* Your goal
Look in the material below for the line holding "Just doing a". Set it down exactly, with each later line up to and including the line holding "Important to note similar".

* Excerpted records
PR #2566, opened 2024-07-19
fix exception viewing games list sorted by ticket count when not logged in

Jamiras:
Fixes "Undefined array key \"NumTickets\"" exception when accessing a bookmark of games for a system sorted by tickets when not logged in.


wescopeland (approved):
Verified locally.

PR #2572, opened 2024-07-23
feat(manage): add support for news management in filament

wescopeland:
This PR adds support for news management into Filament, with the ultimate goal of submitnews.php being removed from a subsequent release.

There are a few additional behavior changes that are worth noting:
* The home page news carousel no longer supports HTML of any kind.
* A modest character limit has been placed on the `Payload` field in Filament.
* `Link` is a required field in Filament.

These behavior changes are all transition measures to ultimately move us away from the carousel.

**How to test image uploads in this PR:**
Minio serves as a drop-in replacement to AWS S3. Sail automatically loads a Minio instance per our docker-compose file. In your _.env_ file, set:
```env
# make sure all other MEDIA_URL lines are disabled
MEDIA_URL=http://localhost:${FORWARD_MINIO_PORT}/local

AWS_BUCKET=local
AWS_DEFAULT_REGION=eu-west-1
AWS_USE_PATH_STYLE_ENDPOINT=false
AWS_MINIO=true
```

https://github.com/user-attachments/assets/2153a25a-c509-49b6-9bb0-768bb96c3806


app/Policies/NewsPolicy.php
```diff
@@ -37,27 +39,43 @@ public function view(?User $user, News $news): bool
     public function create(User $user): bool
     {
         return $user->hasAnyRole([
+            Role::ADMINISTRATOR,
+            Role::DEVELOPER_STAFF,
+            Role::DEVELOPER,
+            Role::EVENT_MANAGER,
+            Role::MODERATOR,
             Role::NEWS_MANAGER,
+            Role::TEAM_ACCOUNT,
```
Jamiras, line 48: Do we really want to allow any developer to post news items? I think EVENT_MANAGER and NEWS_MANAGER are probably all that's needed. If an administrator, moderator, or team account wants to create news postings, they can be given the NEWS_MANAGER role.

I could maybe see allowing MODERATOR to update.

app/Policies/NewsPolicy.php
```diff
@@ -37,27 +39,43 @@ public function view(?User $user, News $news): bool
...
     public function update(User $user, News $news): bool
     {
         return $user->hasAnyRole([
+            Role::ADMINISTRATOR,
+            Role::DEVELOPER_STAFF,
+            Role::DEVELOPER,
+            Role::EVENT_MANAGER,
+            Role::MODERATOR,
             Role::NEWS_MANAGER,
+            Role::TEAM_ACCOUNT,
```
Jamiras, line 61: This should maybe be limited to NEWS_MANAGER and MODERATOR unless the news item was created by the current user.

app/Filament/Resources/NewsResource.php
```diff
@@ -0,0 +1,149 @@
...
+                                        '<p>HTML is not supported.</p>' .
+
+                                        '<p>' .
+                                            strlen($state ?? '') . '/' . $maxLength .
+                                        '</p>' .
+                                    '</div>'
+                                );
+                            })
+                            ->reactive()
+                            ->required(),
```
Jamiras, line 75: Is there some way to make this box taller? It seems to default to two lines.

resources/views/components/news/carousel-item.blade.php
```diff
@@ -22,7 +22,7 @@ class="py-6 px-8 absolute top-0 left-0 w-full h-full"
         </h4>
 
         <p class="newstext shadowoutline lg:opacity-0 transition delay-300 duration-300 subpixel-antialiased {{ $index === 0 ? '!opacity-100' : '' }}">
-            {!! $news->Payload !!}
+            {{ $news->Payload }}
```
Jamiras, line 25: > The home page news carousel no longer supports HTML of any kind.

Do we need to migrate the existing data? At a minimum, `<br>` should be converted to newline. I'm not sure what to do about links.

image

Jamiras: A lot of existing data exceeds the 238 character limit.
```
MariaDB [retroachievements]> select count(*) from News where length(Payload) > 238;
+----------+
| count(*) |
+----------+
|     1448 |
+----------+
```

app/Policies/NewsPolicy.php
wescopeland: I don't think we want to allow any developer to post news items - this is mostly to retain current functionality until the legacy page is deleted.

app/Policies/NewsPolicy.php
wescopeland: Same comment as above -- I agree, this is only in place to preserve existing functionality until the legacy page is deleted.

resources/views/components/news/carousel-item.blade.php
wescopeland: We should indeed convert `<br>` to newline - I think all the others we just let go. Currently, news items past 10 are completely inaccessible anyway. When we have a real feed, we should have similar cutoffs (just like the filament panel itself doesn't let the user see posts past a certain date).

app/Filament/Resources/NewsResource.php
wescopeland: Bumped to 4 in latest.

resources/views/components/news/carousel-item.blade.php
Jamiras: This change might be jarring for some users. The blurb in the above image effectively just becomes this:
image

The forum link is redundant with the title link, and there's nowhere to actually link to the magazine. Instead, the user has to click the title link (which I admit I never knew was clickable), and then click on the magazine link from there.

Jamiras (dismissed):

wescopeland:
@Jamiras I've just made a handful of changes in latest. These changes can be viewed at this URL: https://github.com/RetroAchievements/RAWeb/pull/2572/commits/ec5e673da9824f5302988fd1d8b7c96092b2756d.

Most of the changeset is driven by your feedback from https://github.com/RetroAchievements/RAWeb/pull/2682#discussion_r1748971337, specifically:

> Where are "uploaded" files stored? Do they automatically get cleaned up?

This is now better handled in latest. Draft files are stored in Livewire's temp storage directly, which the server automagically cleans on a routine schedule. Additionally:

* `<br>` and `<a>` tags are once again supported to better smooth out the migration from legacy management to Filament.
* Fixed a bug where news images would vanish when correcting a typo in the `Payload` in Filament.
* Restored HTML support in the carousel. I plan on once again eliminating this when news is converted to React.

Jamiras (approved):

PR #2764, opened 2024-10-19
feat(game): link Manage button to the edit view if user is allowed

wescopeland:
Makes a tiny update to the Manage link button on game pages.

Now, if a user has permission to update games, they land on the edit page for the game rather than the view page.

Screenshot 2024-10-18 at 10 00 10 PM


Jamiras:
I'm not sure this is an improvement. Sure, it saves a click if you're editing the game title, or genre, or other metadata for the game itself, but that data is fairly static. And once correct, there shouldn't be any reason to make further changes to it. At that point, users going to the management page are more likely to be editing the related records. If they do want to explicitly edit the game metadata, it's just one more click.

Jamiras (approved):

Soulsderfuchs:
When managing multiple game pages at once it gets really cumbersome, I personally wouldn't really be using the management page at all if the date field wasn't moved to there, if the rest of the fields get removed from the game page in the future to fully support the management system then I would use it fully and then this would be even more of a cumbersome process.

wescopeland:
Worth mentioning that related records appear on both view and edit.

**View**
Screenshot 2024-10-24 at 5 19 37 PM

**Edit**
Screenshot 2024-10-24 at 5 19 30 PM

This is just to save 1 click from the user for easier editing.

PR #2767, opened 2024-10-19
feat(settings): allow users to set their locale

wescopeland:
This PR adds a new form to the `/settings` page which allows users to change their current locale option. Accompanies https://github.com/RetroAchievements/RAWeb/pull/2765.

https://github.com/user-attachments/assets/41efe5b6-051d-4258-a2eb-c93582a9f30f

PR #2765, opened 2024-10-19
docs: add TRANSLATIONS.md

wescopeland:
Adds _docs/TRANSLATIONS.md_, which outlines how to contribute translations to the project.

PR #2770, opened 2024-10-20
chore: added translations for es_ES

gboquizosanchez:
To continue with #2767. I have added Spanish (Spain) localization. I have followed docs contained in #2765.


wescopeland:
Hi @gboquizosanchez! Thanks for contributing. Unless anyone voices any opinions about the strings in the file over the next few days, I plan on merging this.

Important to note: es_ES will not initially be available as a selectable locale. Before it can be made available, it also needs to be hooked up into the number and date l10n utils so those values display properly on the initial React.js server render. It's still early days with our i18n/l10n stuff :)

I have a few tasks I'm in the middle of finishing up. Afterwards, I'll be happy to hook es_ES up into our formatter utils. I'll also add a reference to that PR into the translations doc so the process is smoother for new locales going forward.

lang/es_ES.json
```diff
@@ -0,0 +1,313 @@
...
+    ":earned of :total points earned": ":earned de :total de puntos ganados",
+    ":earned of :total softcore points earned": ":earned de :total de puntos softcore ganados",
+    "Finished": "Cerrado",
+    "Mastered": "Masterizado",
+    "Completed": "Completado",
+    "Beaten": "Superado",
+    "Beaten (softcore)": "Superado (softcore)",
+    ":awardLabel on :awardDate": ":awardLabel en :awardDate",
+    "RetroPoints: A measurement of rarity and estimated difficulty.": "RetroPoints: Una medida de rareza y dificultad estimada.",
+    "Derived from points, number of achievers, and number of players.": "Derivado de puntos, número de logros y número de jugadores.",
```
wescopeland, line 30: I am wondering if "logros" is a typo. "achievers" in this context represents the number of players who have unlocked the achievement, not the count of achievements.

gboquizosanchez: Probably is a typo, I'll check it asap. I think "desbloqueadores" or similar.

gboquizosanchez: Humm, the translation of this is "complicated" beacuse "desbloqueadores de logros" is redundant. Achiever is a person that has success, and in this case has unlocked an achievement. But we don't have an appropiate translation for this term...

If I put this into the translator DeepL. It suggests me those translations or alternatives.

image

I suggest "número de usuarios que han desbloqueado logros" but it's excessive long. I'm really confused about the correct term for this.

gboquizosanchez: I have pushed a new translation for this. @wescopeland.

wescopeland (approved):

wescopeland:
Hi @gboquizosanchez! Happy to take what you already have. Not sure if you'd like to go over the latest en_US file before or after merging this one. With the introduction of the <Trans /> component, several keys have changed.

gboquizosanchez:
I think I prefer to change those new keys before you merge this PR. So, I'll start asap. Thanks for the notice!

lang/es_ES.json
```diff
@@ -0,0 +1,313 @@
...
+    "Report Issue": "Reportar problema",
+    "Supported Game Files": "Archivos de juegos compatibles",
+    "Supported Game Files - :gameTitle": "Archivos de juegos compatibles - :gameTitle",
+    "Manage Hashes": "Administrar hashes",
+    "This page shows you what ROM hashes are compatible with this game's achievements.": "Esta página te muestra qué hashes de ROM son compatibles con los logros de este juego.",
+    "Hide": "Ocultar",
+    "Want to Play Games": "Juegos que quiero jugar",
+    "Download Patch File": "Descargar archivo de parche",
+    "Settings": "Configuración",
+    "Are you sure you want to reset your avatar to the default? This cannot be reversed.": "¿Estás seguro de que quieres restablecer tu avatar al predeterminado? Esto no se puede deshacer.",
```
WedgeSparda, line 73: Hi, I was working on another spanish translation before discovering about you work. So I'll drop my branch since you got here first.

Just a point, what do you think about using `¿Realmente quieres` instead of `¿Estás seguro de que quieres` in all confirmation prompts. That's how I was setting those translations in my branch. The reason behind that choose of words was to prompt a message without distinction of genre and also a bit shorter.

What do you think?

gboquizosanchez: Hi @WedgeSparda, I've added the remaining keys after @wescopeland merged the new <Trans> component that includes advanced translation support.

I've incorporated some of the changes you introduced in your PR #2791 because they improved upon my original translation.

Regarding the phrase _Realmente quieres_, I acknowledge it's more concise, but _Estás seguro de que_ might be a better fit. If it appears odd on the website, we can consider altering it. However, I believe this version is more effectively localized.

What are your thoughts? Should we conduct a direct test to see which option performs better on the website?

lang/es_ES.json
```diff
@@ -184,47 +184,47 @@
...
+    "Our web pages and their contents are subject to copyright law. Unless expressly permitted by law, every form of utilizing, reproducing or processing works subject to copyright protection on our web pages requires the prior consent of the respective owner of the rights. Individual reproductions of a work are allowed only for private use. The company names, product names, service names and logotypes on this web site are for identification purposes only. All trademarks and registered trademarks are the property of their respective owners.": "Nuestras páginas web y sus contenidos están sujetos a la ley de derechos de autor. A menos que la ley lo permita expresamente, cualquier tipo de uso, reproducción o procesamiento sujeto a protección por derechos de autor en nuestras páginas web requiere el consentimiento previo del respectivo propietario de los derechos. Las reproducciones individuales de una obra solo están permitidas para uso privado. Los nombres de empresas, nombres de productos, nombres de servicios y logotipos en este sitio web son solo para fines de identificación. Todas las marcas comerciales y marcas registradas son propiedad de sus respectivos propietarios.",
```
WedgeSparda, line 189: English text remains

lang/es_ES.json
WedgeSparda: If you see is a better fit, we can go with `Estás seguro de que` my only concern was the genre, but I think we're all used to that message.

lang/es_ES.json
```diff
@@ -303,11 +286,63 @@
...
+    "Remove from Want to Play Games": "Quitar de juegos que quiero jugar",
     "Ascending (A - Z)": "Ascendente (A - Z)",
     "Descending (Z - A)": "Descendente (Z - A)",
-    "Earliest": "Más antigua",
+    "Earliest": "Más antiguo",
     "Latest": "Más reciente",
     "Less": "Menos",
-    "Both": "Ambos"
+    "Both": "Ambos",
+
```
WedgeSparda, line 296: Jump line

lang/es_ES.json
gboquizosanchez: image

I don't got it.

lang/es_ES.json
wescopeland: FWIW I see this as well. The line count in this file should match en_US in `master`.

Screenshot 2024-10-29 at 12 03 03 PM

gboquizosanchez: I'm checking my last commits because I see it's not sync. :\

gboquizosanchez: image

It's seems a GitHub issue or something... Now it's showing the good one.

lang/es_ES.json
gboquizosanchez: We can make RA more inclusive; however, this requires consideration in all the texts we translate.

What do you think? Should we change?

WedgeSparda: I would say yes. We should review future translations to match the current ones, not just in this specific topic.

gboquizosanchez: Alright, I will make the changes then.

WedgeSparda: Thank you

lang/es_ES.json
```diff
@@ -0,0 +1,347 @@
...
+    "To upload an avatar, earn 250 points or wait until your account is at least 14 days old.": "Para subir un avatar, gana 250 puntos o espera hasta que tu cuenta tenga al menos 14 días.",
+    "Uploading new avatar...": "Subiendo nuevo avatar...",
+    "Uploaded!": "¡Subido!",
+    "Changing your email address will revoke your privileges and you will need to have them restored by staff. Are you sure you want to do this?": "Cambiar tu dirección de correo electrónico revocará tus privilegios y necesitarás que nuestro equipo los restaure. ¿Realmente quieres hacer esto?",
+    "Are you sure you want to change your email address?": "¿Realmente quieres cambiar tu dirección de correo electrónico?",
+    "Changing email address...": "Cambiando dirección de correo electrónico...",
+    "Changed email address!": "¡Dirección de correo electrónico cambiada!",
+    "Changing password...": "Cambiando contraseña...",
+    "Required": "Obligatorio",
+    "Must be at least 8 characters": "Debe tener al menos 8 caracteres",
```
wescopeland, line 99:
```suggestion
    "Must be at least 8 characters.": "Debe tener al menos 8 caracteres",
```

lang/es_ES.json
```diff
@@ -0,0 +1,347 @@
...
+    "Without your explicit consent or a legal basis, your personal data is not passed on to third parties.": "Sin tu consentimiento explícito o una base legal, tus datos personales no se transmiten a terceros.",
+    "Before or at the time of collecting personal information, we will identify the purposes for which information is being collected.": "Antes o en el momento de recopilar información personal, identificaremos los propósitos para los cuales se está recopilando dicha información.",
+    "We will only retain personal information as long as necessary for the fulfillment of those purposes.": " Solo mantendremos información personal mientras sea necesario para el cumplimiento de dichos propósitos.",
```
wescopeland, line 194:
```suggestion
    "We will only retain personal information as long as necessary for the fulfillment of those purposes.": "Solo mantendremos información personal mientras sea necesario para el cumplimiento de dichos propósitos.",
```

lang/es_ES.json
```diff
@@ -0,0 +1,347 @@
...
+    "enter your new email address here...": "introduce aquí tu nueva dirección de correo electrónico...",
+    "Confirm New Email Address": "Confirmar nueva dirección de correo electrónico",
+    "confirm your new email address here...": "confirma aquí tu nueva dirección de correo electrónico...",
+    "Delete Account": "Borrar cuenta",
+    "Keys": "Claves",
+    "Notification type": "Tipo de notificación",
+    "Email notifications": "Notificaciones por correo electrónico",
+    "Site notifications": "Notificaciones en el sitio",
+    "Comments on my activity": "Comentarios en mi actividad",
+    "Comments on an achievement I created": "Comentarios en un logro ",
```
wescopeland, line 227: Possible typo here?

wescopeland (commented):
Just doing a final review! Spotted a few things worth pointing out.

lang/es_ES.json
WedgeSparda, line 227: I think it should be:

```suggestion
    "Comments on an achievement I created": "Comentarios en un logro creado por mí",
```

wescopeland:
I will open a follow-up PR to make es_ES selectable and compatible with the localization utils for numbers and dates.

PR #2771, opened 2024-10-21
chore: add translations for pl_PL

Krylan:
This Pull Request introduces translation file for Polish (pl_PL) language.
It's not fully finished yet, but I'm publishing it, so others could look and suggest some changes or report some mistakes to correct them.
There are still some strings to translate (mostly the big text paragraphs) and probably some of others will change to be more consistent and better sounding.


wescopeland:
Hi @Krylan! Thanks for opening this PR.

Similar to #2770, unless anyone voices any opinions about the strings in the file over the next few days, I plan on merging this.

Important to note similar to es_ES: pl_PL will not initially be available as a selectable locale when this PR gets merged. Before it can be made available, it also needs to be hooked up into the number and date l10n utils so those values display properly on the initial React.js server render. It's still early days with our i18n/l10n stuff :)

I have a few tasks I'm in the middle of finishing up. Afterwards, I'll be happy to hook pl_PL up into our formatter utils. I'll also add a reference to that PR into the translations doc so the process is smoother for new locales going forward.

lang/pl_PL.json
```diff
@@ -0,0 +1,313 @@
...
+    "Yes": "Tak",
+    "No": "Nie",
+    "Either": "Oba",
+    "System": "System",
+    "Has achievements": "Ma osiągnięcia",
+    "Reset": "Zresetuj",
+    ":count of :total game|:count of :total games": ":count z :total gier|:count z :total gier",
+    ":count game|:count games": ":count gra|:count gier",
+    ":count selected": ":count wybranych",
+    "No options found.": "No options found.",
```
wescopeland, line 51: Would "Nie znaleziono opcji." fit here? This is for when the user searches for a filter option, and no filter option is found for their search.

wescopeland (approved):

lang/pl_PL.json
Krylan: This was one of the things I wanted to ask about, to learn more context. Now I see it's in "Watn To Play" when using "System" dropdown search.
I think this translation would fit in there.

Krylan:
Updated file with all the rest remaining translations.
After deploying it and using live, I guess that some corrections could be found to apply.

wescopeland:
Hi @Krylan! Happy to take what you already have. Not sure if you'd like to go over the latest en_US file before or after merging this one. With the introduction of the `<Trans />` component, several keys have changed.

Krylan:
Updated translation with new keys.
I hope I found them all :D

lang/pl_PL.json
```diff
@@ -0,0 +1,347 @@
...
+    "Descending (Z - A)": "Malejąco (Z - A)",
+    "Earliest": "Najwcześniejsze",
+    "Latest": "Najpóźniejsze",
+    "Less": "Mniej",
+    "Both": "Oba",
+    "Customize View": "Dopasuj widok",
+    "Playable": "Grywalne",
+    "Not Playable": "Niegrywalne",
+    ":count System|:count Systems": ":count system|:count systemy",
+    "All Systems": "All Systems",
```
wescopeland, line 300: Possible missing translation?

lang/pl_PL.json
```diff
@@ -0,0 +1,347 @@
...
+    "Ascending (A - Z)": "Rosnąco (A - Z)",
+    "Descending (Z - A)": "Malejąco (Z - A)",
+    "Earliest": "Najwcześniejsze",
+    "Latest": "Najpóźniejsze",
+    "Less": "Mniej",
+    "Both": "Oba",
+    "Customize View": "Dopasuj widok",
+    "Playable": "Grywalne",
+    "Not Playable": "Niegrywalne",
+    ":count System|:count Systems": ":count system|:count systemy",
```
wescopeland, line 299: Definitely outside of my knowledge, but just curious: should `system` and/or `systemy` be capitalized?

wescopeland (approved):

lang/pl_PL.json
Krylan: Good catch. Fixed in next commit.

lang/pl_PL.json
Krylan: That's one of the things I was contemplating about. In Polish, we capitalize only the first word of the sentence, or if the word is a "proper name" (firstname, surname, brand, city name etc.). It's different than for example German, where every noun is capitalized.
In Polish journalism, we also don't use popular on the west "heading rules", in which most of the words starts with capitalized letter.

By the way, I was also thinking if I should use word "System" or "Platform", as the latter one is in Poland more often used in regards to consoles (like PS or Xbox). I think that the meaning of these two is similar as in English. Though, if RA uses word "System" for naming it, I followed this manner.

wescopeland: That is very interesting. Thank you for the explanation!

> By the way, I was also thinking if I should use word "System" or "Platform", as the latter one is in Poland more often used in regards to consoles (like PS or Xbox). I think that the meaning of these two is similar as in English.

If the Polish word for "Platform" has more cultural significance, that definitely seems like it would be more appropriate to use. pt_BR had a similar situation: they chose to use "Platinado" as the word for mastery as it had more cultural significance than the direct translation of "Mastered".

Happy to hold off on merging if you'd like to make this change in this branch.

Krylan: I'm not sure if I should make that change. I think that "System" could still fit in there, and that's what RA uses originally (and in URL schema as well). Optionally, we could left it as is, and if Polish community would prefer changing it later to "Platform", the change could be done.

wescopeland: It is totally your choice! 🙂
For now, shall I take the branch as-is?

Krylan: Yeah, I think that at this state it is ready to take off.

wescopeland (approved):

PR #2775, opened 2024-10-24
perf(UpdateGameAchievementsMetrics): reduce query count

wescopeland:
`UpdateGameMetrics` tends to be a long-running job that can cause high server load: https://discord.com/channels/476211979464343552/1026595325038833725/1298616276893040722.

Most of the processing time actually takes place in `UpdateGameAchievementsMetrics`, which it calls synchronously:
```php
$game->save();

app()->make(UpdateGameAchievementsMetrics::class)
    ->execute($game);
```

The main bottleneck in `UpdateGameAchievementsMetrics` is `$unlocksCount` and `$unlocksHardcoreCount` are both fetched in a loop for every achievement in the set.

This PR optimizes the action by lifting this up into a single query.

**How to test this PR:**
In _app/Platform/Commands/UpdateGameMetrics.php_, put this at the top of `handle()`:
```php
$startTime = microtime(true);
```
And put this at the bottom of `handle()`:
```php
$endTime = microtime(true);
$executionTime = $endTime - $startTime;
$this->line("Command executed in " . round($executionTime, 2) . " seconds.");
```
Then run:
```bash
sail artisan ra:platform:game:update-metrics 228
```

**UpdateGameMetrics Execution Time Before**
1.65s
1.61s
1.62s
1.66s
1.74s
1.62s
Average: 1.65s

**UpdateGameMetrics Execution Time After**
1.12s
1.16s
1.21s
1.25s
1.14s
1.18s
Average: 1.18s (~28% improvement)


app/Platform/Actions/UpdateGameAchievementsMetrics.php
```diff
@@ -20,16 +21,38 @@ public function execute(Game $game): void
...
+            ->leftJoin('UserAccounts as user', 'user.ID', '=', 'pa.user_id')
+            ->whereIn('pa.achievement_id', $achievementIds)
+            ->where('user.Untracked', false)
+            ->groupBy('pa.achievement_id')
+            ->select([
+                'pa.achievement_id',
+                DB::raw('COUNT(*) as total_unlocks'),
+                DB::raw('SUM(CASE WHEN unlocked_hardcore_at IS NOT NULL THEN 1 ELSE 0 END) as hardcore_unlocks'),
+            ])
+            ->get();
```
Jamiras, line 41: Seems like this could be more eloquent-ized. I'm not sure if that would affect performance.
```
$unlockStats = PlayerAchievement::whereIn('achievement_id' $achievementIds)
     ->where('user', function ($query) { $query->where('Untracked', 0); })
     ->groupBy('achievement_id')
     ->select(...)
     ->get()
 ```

* Task response
Just doing a final review! Spotted a few things worth pointing out.

lang/es_ES.json
WedgeSparda, line 227: I think it should be:

```suggestion
    "Comments on an achievement I created": "Comentarios en un logro creado por mí",
```

wescopeland:
I will open a follow-up PR to make es_ES selectable and compatible with the localization utils for numbers and dates.

PR #2771, opened 2024-10-21
chore: add translations for pl_PL

Krylan:
This Pull Request introduces translation file for Polish (pl_PL) language.
It's not fully finished yet, but I'm publishing it, so others could look and suggest some changes or report some mistakes to correct them.
There are still some strings to translate (mostly the big text paragraphs) and probably some of others will change to be more consistent and better sounding.


wescopeland:
Hi @Krylan! Thanks for opening this PR.

Similar to #2770, unless anyone voices any opinions about the strings in the file over the next few days, I plan on merging this.

Important to note similar to es_ES: pl_PL will not initially be available as a selectable locale when this PR gets merged. Before it can be made available, it also needs to be hooked up into the number and date l10n utils so those values display properly on the initial React.js server render. It's still early days with our i18n/l10n stuff :)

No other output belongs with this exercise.